Le projet d’une pomme de terre destinée à l’alimentation humaine relance le débat sur la dangerosité des OGM.
En annonçant son intention de proposer une pomme de terre génétiquement modifiée, le chimiste allemand BASF fait ressurgir le débat sur l’emploi de cette technique à des fins d’alimentation humaine. Il s’agit en effet du débouché privilégié pour ce produit, dont l’autorisation européenne de cultiver à des fins commerciales a été demandée ce lundi.
Le groupe joue néanmoins la carte de la prudence, en rappelant que « la prochaine étape du processus d’autorisation consiste pour l’autorité européenne de sécurité des aliments à en tester la sécurité pour les humains, les animaux et l’environnement ». Si cette « patate » OGM était autorisée, malgré ces contrôles, une importante démarche d’explication devrait être nécessaire pour imposer ce légume d’un genre nouveau.
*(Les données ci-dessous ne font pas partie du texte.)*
PR #1560, opened 2024-01-18
Display full name of file and collection on hover

### LINKED ISSUE #1559: Display complete photo name and Album on hover in deduplicate
It would be nice to easily check the photo location and name to choose if it should be removed or not. I think that showing this information on hover would make the process easier because it would not interact with the current selection.

abhinavkgrd:
## Description

fixes #1559

^ title 

image

## Test Plan

tested locally

### DIFF
--- a/apps/photos/src/components/pages/gallery/PreviewCard.tsx
+++ b/apps/photos/src/components/pages/gallery/PreviewCard.tsx
@@ -1,6 +1,6 @@
 import React, { useContext, useEffect, useRef, useState } from 'react';
 import { EnteFile } from 'types/file';
-import { styled } from '@mui/material';
+import { Tooltip, styled } from '@mui/material';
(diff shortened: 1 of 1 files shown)


0nullpointer:
@vishnukvmd For very large filenames like below, I am not sure how to format the text on hover since the collection name gets drowned deep down in the text
Screenshot 2024-01-18 at 12 03 43

And maybe we can do an centre align for the collection name if we are going forward with this nonetheless,
Screenshot 2024-01-18 at 12 01 16

vishnukvmd:
@0nullpointer that's alright for now, this is a short-term fix. We should consolidate the implementation across mobile and desktop to add symlinks during deduplication so that users don't have to choose which instance of a file they wish to retain.

0nullpointer (approved):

Nombreuses sont en effet les entreprises qui ont pris le parti d’écarter les organismes génétiquement modifiés de leur offre, ou de ne pas communiquer sur le sujet. Les nombreuses initiatives médiatiques des lobbys anti-OGM, notamment représentés il y a quelques années par José Bové, ont semé le doute sur la dangerosité des cultures concernées, destructions de plants à l’appui.
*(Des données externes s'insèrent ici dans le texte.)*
PR #1599, opened 2024-02-03
Deploy auth from the same repository

mnvr:
Not sure how to test this other than by deploying once.


mnvr:
Symlinks don't seem to be working, so I copied the output directory. I did a test deployment to a test-branch, and that works fine.

abhinavkgrd (approved):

BASF peut s’appuyer, dans sa démarche, sur l’expérience accumulée à travers sa pomme de terre Amflora, autorisée à des fins commerciales, à l’instar du – célèbre – maïs MON810 de Monsanto. Quatorze années de procédure ont été nécessaires, avant la réponse des autorités européennes en 2010, pour mener à bien le projet. Le dépôt du dossier pour Fortuna, le nom donné à la pomme de terre désormais incriminée, intervient par ailleurs à une date symbolique, la barre des sept milliards d’humains venant d’être franchie.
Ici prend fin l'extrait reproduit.